Tetra(nonyl)calix[4]resorcinarene (3) was obtained as a yellow solid at a yield of 87%, Mp > 250 °C decomposition. IR (KBr/cm−1): 3258 (O–H), 2925 (ArC–H), 2853 (aliphatic C–H), 1620 (ArC=C), 1294 (C–O); 1H NMR, DMSO-d6, δ (ppm): 0.83 (t, 12H, CH3), 1.20 (br. s., 56H, CH2), 1.96 (br. s., 8H, CH2), 4.21 (t, 4H, CH), 6.15 (s, 4H, ortho to OH), 7.07 (s, 4H, meta to OH), 8.88 (s, 8H, OH); 13C NMR, δ (ppm): 13.8, 22.1, 27.8, 28.8, 28.9, 29.2, 29.2, 29.3, 31.4, 34.2, 102.4, 123.0, 124.3, 151.7.

Tetra(4-hydroxyphenyl)calix[4]resorcinarene (4) was obtained as a pink solid at a yield of 54%, Mp > 250 °C decomposition. IR (KBr/cm−1): 3384 (O–H), 1249 (C–O); 1HNMR, DMSO-d6, δ (ppm): 5.53 (s, 4H, ArCH), 6.08 (s, 4H, ArH, ortho to OH), 6.47 (d, 8H, J = 8 Hz, ArH), 6.50 (s, 4H, ArH, meta to OH), 6.63 (d, 8H, J = 8 Hz, ArH), 8.43 (s, 8OH, ArOH), 8.83 (4OH, ArOH); 13C NMR, δ (ppm): 40.6, 102.9, 114.0, 121.0, 129.6, 136.0, 152.2, 152.3, 154.5.

2.3. Reaction of Calix[4]resorcinarenes 1–3 with β-alanine

The preparation of benzoxazines from calix[4]resorcinarenes 1–3, formaldehyde, and β-alanine was performed using the following methodology: To a solution of calix[4]resorcinarene (1, 2 or 3) (1 mmol) in 44 mL of a mixture C6H6:EtOH (1:1), a solution of β-alanine (4 mmol) and formaldehyde (10 mmol) was added. The reaction mixture was reacted at reflux with constant stirring for 12–29 h. The product was filtered, washed with ethanol, and dried under a vacuum. The products were characterized via spectroscopy techniques.
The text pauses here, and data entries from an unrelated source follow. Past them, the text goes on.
PR #307, opened 2023-06-05
RAS-728 Fix issue with ready for live button

LJBabbage:
# What and why?
This PR fixes the bug associated with the ready for live button not appearing after initially adding a collection instrument. I have also done some refactoring and tidying of the code connected to the problem
# How to test?
Deploy all 3 PRs, this one,  https://github.com/ONSdigital/rm-collection-exercise-service/pull/312 and https://github.com/ONSdigital/rm-collection-exercise-service/pull/312 Now on rops create an eq CE (SEFT will work for add as well, see below for bug on remove) and enter all details bar the CI. Now enter the CI and attach that CI, notice when you hit done the ready for live button appears. Go back in and remove the CI, notice it is gone

N.B there are 2 bugs
1. with EQ_AND_SEFT the current eQ adding code will remove SEFT instruments as well, a card has been create for this
2. Remove a seft instrument is not configured correctly, it currently is not calling CE, so if you add a CI and then remove that ready for live is still present. Once again this is out of scope and another card is needed
# Trello

### DIFF
--- a/application/controllers/collection_instrument.py
+++ b/application/controllers/collection_instrument.py
@@ -274,7 +274,7 @@ class CollectionInstrument(object):
     @with_db_session
     def update_exercise_eq_instruments(self, exercise_id: str, instruments: list, session=None) -> bool:
         """
-        Updates eQ instruments used by an exercise. Current instruments are used to determine which ones should be
+        Updates eQ instruments for an exercise. Current instruments are used to determine which ones should be
         appended and/or removed.
         :param exercise_id: The collection exercise id
         :param instruments: A list of instruments that the collection exercise should now have
--- a/application/controllers/collection_instrument.py
+++ b/application/controllers/collection_instrument.py
@@ -6,11 +6,7 @@ from flask import current_app
 from sqlalchemy.orm import Session
 
 from application.controllers.helper import validate_uuid
-from application.controllers.service_helper import (
-    collection_instrument_link,
-    get_survey_details,
-    service_request,
-)
+from application.controllers.service_helper import get_survey_details, service_request
 from application.controllers.session_decorator import with_db_session
 from application.controllers.sql_queries import (
     query_business_by_ru,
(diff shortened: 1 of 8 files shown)


application/controllers/collection_instrument.py
```diff
@@ -276,48 +272,34 @@ def upload_eq(self, survey_id, classifiers=None, session=None):
         return instrument
 
     @with_db_session
-    def update_collection_exercise_instruments(self, instrument_selection, exercise_id, session=None):
+    def update_exercise_eq_instruments(self, exercise_id: str, instruments: list, session=None) -> bool:
```
LJBabbage, line 275: This is only used for eQ and the name should reflect that

application/controllers/collection_instrument.py
```diff
@@ -419,36 +398,6 @@ def delete_collection_instruments_by_exercise(self, ce_id: str, session: Session
 
         return COLLECTION_EXERCISE_AND_ASSOCIATED_FILES_DELETED, 200
 
-    @staticmethod
-    def publish_remove_collection_instrument(exercise_id, instrument_id):
```
LJBabbage, line 423: Couple of issues here, 1. This shouldn't really be part of this class and has led to the issue with calls being made to external service during sessions. 2. The Collection Exercise is quite dum and cares nothing about the action or the instrument, all it is doing is running a transitionScheduleCollectionExerciseToReadyToReview, which it just needs the exercise id. With that in mind we don't need a remove or an add, or to send it the exercise or action.

application/controllers/collection_instrument.py
```diff
@@ -419,36 +398,6 @@ def delete_collection_instruments_by_exercise(self, ce_id: str, session: Session
...
-        :param exercise_id: An exercise id (UUID)
-        :param instrument_id: The id (UUID) of collection instrument
-        :return: True if message successfully sent to collection exercise
-        """
-        log.info("Publishing remove message", exercise_id=exercise_id, instrument_id=instrument_id)
-        json_message = {"action": "REMOVE", "exercise_id": str(exercise_id), "instrument_id": str(instrument_id)}
-        return collection_instrument_link(json_message)
-
-    @staticmethod
-    def publish_collection_instrument_to_collection_exercise(to_add, exercise_id, instrument_id):
```
LJBabbage, line 436: As above

application/controllers/collection_instrument.py
```diff
@@ -276,48 +272,34 @@ def upload_eq(self, survey_id, classifiers=None, session=None):
...
             instrument = self.get_instrument_by_id(instrument_id, session)
+            instrument.exercises.remove(exercise)
 
-            if to_add:
-                instrument.exercises.append(exercise_and_instruments)
-            else:
-                instrument.exercises.remove(exercise_and_instruments)
+        log.info("Collection instruments updated successfully", instruments=instruments, exercise_id=exercise_id)
 
-        self.publish_collection_instrument_to_collection_exercise(
```
LJBabbage, line 318: The cause of the bug, being in the same db_session (transaction) the publish step will effectively behaviour before any of the append remove happens, as they won't persist till the whole of the transaction has passed

tests/controllers/test_collection_instrument.py
```diff
@@ -247,22 +230,6 @@ def test_get_instrument_by_incorrect_id(self):
         # Then that instrument is not found
         self.assertEqual(instrument, None)
 
-    @requests_mock.mock()
-    def test_publish_uploaded_collection_instrument(self, mock_request):
```
LJBabbage, line 251: In the wrong place, moved

SteveScorfield (approved):
Looks good to me

PR #324, opened 2024-04-19
Upgrade requests-mock to fix idna security alert

pricem14pc:
# What and why?

To fix security alert by bumping dev package idna from 3.6 -> 3.7


arroyoAle (approved):
Changes are fine and CI still works

PR #456, opened 2017-09-11
fix(widget-recents): Remove no-enter keypresses for selecting space

bzang:
Fix for SSDK-1264

### DIFF
--- a/packages/node_modules/@ciscospark/widget-recents/src/components/space-item/index.js
+++ b/packages/node_modules/@ciscospark/widget-recents/src/components/space-item/index.js
@@ -25,7 +25,11 @@ export default function SpaceItem({
   type
 }) {
 
-  function handleClick() {
+  function handleClick(e) {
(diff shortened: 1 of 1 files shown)


packages/node_modules/@ciscospark/widget-recents/src/components/space-item/index.js
```diff
@@ -25,7 +25,11 @@ export default function SpaceItem({
   type
 }) {
 
-  function handleClick() {
+  function handleClick(e) {
```
adamweeks: Is this supposed to be in the "handle click" function? What happens if you actually click?

bzang: Yea, i cheated a bit here... probably should have a separate method for handle keypress

adamweeks: Yea gotcha. I usually do too

PR #459, opened 2017-09-12
fix: Hiding one-on-one rooms user has left

bzang:
Fixes SSDK-1265


packages/node_modules/@ciscospark/widget-recents/src/selector.js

2,12,22,32-tetrapropyl-4,14,24,34-tetrahidroxy-7,17,27,37-tetra-(2-carboxyethyl)-7,17,27,37-tetra-azanonacycle[31.3(7).1.13,11.113,21.123,311(41).3.5(10)-11(44).13.123,31.05,10.015,20.025,30.035,40]tetraconta[15(20), 21(43),23,25(30),31(42),33,35(41)]dodecaene (5):

An purple solid at yield of 88%. Mp > 250 °C decomposition. IR (KBr/cm−1): 3374 (O–H y COOH), 2955 (Ar. C–H), 2869 (aliphatic C–H), 1714–1603 (C=O), 1214 (C–N), 1115 (C–O); 1H NMR, DMSO-d6, δ (ppm): 0.93 (br. s., 12H, CH3), 1.25 (br. s., 8H, CH2), 2.20 (br. s., 8H, CH2), 2.43 (br. s., 8H, NCH2–CH–COOH), 2.90 (br. s., 8H, N–CH–CH2COOH), 3.97 (br. s., 8H, ArCH2N), 4.27 (br. s., 4H, CH), 6.20 (br. s., 12H, NCH2O and OH), 7.26 (br. s., 4H, meta to OH); 13C NMR, δ (ppm): 13.9, 20.8, 31.7, 33.6, 35.4, 42.9, 56.0, 85.0, 107.6, 123.6, 124.5, 152.5, 152.6, 172.9, 174.1. Anal. calcd. for (molecular formula, C60H76N4O16): C = 64.97, H = 6.91 and N = 5.05; found: C = 60.90, H = 6.90 and N = 4.41 (because of its host nature, the compound occluding solvent molecules observed by NMR).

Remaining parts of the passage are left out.